The emperor himself will never cut a sympathetic figure in Western eyes. Hirohito presided over a society which had brought misery upon many nations. If he was not a prime mover, throughout the war his preoccupation with the preservation of the imperial house caused him to treat Japan’s militarists as honourable men and legitimate arbiters of power, to applaud their successes and acquiesce in their excesses. Yet there was a redemptive quality about his conduct in those last days. Albeit belatedly, he displayed a courage and conviction which saved hundreds of thousands of lives. To a man of such instinctive diffidence, his role was entirely unwelcome, but he fulfilled it in a fashion which commands some respect. It is sometimes argued that the Allies were mistaken not to remove Hirohito from his throne in August 1945; that failure to do so allowed the Japanese people to deny the iniquity of the crimes committed in his name, as many do to this day. Nonetheless, whatever his faults in years past, through Hirohito’s actions in August 1945 the imperial house worked a passage to its own salvation.
At 7:21 on the morning of the fifteenth, Japan’s radio network began to broadcast repeated calls for every listener to tune in at noon, to receive a personal message from the emperor. Following the National Anthem, Hirohito’s squeaky tones, speaking in old Japanese almost incomprehensible to many of his subjects, delivered his reading of the Rescript:
After pondering deeply the general trends of the world and actual conditions obtaining in Our Empire today, We have decided to effect a settlement of the present situation by resorting to an extraordinary measure. We have ordered Our Government to communicate to the Governments of the United States, Great Britain, China, and the Soviet Union that Our Empire accepts the provisions of their Joint Declaration.

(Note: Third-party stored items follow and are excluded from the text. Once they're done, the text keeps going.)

PR #627, opened 2023-07-12
update bing chat icon

fuegovic:
Bing Chat has had a proper icon for a while now, and I thought we should freshen up its look.

I created a separate "jailbreak" icon ( `BingJbIcon.jsx` ) instead of coloring the bg of the bing icon 

## Type of change
- [x] Cosmetic change

## How Has This Been Tested?
Self tested on pc and mobile. Everything works the same.

## Checklist:

---
image

image


danny-avila:
The border looks a bit pixelated and I think I prefer the original as it's cleaner, too.

fuegovic:
> The border looks a bit pixelated and I think I prefer the original as it's cleaner, too.

I guess it depends of the viewing resolution, like on my phone it's really sharp

As for the looks, I'm personnaly not a fan of the original but I respect your opinion 🙂

fuegovic:
> I absolutely love this design, hands down. Even though the regular Bing AI might have a more visually appealing look, I can't deny my strong dislike for the Sydney design. It just doesn't do it for me, especially with its plain white square appearance. In contrast, @fuegovic brings a modern and captivating vibe to Sydney.

Thanks! I was able to find the svg for what microsoft is using for bing chat. Since they are using different logos for the chat and the search engine itself I thought it could be a good idea to do the same. I feel like using the plain bing logo for the chat mode is a bit like if we were using the plain google logo for palm (I know I'm pushing a bit in this example but you get the idea)

fuegovic:
> 
> I guess it depends of the viewing resolution, like on my phone it's really sharp
> 

I was wrong about that, it's an issue with my screenshots, they look way more pixelated then it really is. I updated them (they still look worse than in app tho, the logos are high quality svg, not made of pixels 😅)

danny-avila:
I do like to honor community contributions with this project and glad to see the pixels were just a resolution problem. I will merge this.

danny-avila:
Before doing so, can you add back the regular icon as a separate file? I may still use it for something.

fuegovic:
> Before doing so, can you add back the regular icon as a separate file? I may still use it for something.

Absolutely, I'll add it back when I'm back in front of my pc

fuegovic:
btw there is already a bing svg in that folder (bingchaticon.jsx or something similar), and I don't think it's being used for anything at the moment, it might be a copy of what was used (or not?)

fuegovic:
I added back the original one , in the original dir, under `BingIconBackup.jsx`

danny-avila (approved):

He then delivered an exposition of his nation’s past conduct which has become familiar to posterity, together with a circumlocution tortured even by Japanese standards, that the war situation had evolved “not necessarily to Japan’s advantage.” He lamented America’s employment of “a new most cruel bomb.” He appealed to the armed forces to accept his decision, concluding: “Cultivate the ways of rectitude; foster nobility of spirit; and work with resolution so as ye may enhance the innate glory of the Imperial State and keep pace with the progress of the world.” Hirohito’s archaic phrases represented a self-serving caricature of Japan’s recent history, yet they sufficed for their immediate purpose.
That afternoon, the Suzuki cabinet resigned. The elderly Prince Higashikuni reluctantly accepted the premiership. At 7 p.m. on 14 August Washington time, before a dense throng of politicians and journalists, Harry Truman read the announcement of Japan’s unconditional acceptance of the Potsdam Declaration. He then sent a message to the Pentagon and the Navy Department, for onward transmission to American field commanders, ordering the cessation of all offensive operations against Japan. Early in 1943, an editorial in Collier’s magazine borrowed its headline from Cato’s Roman curse upon Carthage: “Delenda est Japonia.” Now the American curse seemed fulfilled. Japan was extinguished.